You can check all the books, everybody will do it this way. Suppes does it another way and this was the cause for all the confusion.

 

[xxxx0xxxx]

OK, it is DEFINITION SCHEMA 11 on p34 that is nonstandard. All the authors (except Suppes) define

y\in \{x~\vert~\varphi(x)\}~\leftrightarrow~\varphi(y)

Thus like THEOREM SCHEMA 47 but with an equivalence this time.
You can check all the books, everybody will do it this way. Suppes does it another way and this was the cause for all the confusion.

It's not a case of standard or non-standard, Suppes defines what happens when the set doesn't exist, uniquely, in terms of the object language. The "standard" definition leaves out non-existence, and cannot account for it.

 

[micromass]

It's not a case of standard or non-standard, Suppes defines what happens when the set doesn't exist, uniquely, in terms of the object language. The "standard" definition leaves out non-existence, and cannot account for it.

This discussion will lead nowhere. I urge you to read some of the available literature to see what I'm talking about. Suppes is highly nonstandard in many things. He is not wrong, but it is nonstandard. Please, rent a good book on ZF set theory and read it. You will understand my point-of-view then.

 

[xxxx0xxxx]

This discussion will lead nowhere. I urge you to read some of the available literature to see what I'm talking about. Suppes is highly nonstandard in many things. He is not wrong, but it is nonstandard. Please, rent a good book on ZF set theory and read it. You will understand my point-of-view then.

I disagree on the following point.

I overlooked that you are referring to: y∈{x | φ(x)} ↔ φ(y) as though it is a definition, when it is actually not.

y∈{x | φ(x)} ↔ φ(y) is a theorem of naive set theory that restates the axiom of abstraction using the {...|...} operator.

In ZF, this theorem admits Russell's paradox, and cannot be a theorem of ZF.

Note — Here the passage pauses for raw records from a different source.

Issue #801, opened 2023-01-02
Interior and cutscene check for spoof godmode


TheGreenBandit:
### Problem

Right now if our player is in interior or a cutscene we wont appear as godmode

### Solution

Add detection for if in cutscene or in interior
if(g.spoofing.spoof_god_mode && !in_interior && !in_cutscene) replace the original part in hooks with this
Will post a interior check and cutscene check in a bit

### Reason

It would help us stay undetected around other modders

TheGreenBandit:
const char* InCutscene(int player)
	{
		if (NETWORK::NETWORK_IS_PLAYER_IN_MP_CUTSCENE(player))
		{
			return true;
		}
		else
		{
			return false;
		}
	}

TheGreenBandit:
bool is_player_in_interior(Player player)
	{
		int interior = INTERIOR::GET_INTERIOR_FROM_ENTITY(self::ped);
		if (!interior) {
			interior = *script_global(2689235).at(player, 453).at(248).as<int*>();
		}
		return interior;
	}

Hydra-Source:
> 	const char* InCutscene(int player)
> 
> 	{
> 
> 		if (NETWORK::NETWORK_IS_PLAYER_IN_MP_CUTSCENE(player))
> 
> 		{
> 
> 			return true;
> 
> 		}
> 
> 		else
> 
> 		{
> 
> 			return false;
> 
> 		}
> 
> 	}

Why const char as a function? Lol.
Also you can just do:

return NETWORK::.......;

No need for if statements.

TheGreenBandit:
yeah, kinda shit code cause i dont knowmuch

Hydra-Source:
> 	bool is_player_in_interior(Player player)
> 
> 	{
> 
> 		int interior = INTERIOR::GET_INTERIOR_FROM_ENTITY(self::ped);
> 
> 		if (!interior) {
> 
> 			interior = *script_global(2689235).at(player, 453).at(248).as<int*>();
> 
> 		}
> 
> 		return interior;
> 
> 	}
> 
> 
> 
> these may have to be modified to fit yimmenu

I don't think you need that script global.

TheGreenBandit:
like this? 

	const char* InCutscene()
	{
		char cutscene = if(NETWORK::NETWORK_IS_PLAYER_IN_MP_CUTSCENE(self::ped))
                return cutscene;
		}
	}
bool is_player_in_interior()
{
[...]

PR #803, opened 2023-01-02
feat(Spoofing): add interior and cutscene check

TheGreenBandit:
in the hook however it is stating that the variables are undefined, needs to be fixed before it can be merged, also would like to add the checks to player info in this pr


TheGreenBandit:
solves #801 when finished

src/util/ped.hpp
```diff
@@ -23,6 +23,10 @@ namespace big::ped
 		return true;
 	}
 
+	bool is_player_in_cutscene(Ped player) { return NETWORK::NETWORK_IS_PLAYER_IN_MP_CUTSCENE(player); }
+
+	bool is_player_in_interior(Ped player) { return (INTERIOR::GET_INTERIOR_FROM_ENTITY(player) > 0) ? true : false; }
```
pelecanidae: Both of these methods should be `inline` if they're going into a header file

src/hooks/spoofing/write_player_game_state_data_node.cpp
```diff
@@ -1,13 +1,14 @@
...
+#include "util/ped.hpp"
 
 namespace big
 {
 	bool hooks::write_player_game_state_data_node(rage::netObject* player, CPlayerGameStateDataNode* node)
 	{
 		auto ret = g_hooking->get_original<write_player_game_state_data_node>()(player, node);
 
-		if (g.spoofing.spoof_hide_god)
+		if (g.spoofing.spoof_hide_god && !is_player_in_cutscene && !is_player_in_interior(self::ped))
```
pelecanidae: `is_player_in_cutscene` is missing a method invocation, e.g. `is_player_in_cutscene(self::ped)`.

Moreover, it's awkward to call natives from this context. We could either reverse the natives and figure out what they're reading (not sure), or store these values in a global variable and have a loop update them from inside of a fiber.

src/util/ped.hpp
pelecanidae: Nit: we can get rid of the ternary and just do `return (INTERIOR::GET_INTERIOR_FROM_ENTITY(player) != 0)`

TheGreenBandit: originally i had them as inline, removed inline trying to fix the definition error and never did it

src/hooks/spoofing/write_player_game_state_data_node.cpp
TheGreenBandit: > is_player_in_cutscene is missing a method invocation, e.g. is_player_in_cutscene(self::ped).

same thing here, was trying to debug forgot to put back,  yes we can but I have no knowledge of how to do that

TheGreenBandit: leaving this open so others can see

BugisoftRSG: g_local_player->m_player_info->m_game_state == eGameState::InMPCutscene

TheGreenBandit:
i will add the checks to player info later just as extra info to use

TheGreenBandit:
> i will add the checks to player info later just as extra info to use

idk how to do it, the commit is ready for its original purpose however

.github/workflows/rebase_upstream.yml
```diff
@@ -0,0 +1,18 @@
+# .github/workflows/sync.yml
```
GeopJr: Please remove this action. This *is* the upstream repo.

Don't worry about keeping your PR up-to-date, Yimura or another member will merge upstream before merging.

TheGreenBandit: Oh yeah, sorry was trying to implement a feature for myself, will delete

Yimura (approved):

src/hooks/spoofing/write_player_game_state_data_node.cpp
```diff
@@ -1,13 +1,18 @@
 #include "hooking.hpp"
 #include <datanodes/player/CPlayerGameStateDataNode.hpp>
+#include "util/ped.hpp"
 
 namespace big
 {
+	bool is_player_in_cutscene(Ped player) { return NETWORK::NETWORK_IS_PLAYER_IN_MP_CUTSCENE(player); }
```
Aure7138: Wrong native parameter passed, it should be
```cpp
bool is_player_in_cutscene(Player player) { return NETWORK::NETWORK_IS_PLAYER_IN_MP_CUTSCENE(player); }
// and the use
is_player_in_cutscene(self::id);
```

src/hooks/spoofing/write_player_game_state_data_node.cpp
```diff
@@ -1,13 +1,18 @@
 #include "hooking.hpp"
 #include <datanodes/player/CPlayerGameStateDataNode.hpp>
+#include "util/ped.hpp"
```
Aure7138: Is this header file required? because it looks like you just need to add ```#include "natives.hpp"```

Yimura (approved):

The correct theorem in ZF is:

y \in \{x | \phi (x) \} \Rightarrow \phi (y)

The equivalence cannot be justified from the separation axiom, and must be an implication to avoid the paradox.

And as you may probably have already guessed, and operation definition for {x | φ(x)} is required in order to eliminate {x | φ(x)} entirely to wff's in the object language:

\{x | \phi (x) \} = w \Leftrightarrow [ \forall x (x \in w \Leftrightarrow \phi (x)) \wedge w \mbox{ is a set} ] \vee [\neg \exists B \forall x (x \in B \Leftrightarrow \phi (x)) \wedge w = \emptyset]

This definition along with

\{ x | \phi (x) \} \not = \emptyset

proves the implication, but the converse


\phi (y) \Rightarrow y \in \{x | \phi (x) \}

cannot be shown to follow from separation.